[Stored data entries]
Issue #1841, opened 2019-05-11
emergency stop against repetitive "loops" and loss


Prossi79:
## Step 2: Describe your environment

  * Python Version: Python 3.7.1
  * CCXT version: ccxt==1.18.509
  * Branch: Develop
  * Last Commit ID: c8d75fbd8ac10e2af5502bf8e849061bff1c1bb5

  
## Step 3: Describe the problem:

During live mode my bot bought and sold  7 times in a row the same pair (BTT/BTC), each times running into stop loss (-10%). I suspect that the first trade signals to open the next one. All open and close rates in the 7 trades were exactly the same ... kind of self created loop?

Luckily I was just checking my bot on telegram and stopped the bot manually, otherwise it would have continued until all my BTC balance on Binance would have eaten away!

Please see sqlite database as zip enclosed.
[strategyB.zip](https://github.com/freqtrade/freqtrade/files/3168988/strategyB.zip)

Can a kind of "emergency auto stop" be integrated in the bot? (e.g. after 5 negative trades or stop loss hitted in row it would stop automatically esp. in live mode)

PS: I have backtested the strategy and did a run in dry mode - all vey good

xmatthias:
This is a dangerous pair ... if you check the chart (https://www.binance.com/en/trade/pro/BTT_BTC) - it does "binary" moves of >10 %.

==

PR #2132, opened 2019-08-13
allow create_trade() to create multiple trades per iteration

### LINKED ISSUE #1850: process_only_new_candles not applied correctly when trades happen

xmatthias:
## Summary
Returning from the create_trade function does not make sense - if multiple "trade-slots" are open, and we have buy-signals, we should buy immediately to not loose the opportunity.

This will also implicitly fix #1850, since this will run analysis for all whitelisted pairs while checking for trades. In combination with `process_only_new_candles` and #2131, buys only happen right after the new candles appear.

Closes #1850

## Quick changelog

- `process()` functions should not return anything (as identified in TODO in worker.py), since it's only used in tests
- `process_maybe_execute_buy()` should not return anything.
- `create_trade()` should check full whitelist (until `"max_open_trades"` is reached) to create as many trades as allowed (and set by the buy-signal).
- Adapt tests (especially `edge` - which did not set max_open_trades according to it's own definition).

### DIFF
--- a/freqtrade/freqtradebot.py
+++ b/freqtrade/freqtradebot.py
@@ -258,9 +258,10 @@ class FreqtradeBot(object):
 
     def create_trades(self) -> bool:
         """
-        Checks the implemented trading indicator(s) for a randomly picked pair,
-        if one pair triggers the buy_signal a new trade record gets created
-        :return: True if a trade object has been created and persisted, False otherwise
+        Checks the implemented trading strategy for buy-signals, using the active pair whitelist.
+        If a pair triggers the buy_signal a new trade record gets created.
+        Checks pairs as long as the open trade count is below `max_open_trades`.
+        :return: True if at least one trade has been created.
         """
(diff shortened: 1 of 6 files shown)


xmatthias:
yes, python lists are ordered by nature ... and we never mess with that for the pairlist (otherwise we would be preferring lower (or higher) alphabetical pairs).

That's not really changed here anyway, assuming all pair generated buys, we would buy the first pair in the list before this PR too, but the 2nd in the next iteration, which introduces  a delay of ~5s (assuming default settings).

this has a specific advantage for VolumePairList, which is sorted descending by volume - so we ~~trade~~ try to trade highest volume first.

* * *

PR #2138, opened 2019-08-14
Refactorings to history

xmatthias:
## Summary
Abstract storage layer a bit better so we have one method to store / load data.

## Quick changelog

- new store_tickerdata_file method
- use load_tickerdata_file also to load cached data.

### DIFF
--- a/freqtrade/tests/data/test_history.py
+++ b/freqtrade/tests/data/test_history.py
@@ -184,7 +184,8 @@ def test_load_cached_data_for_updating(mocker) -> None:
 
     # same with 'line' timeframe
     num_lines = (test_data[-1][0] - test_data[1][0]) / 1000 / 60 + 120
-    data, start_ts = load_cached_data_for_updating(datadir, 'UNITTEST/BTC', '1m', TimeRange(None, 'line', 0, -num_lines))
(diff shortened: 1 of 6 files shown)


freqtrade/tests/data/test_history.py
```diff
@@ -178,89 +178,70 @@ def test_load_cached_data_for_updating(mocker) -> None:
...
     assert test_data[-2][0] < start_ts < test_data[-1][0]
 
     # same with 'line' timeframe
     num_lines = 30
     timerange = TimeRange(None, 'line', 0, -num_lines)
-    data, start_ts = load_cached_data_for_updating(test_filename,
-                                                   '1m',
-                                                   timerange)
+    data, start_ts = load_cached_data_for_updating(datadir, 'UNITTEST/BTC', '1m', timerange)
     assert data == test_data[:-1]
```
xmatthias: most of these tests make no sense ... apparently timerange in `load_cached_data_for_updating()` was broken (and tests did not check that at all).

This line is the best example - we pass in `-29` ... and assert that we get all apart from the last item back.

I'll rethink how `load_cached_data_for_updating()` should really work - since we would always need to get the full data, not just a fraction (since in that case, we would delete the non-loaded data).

• _What the task requires_
Among the entries above, the line containing "if one pair", the line containing "this has a specific", and all lines between them are to be restated word for word; nothing else belongs in the reply.

• _Result below_
-        if one pair triggers the buy_signal a new trade record gets created
-        :return: True if a trade object has been created and persisted, False otherwise
+        Checks the implemented trading strategy for buy-signals, using the active pair whitelist.
+        If a pair triggers the buy_signal a new trade record gets created.
+        Checks pairs as long as the open trade count is below `max_open_trades`.
+        :return: True if at least one trade has been created.
         """
(diff shortened: 1 of 6 files shown)


xmatthias:
yes, python lists are ordered by nature ... and we never mess with that for the pairlist (otherwise we would be preferring lower (or higher) alphabetical pairs).

That's not really changed here anyway, assuming all pair generated buys, we would buy the first pair in the list before this PR too, but the 2nd in the next iteration, which introduces  a delay of ~5s (assuming default settings).

this has a specific advantage for VolumePairList, which is sorted descending by volume - so we ~~trade~~ try to trade highest volume first.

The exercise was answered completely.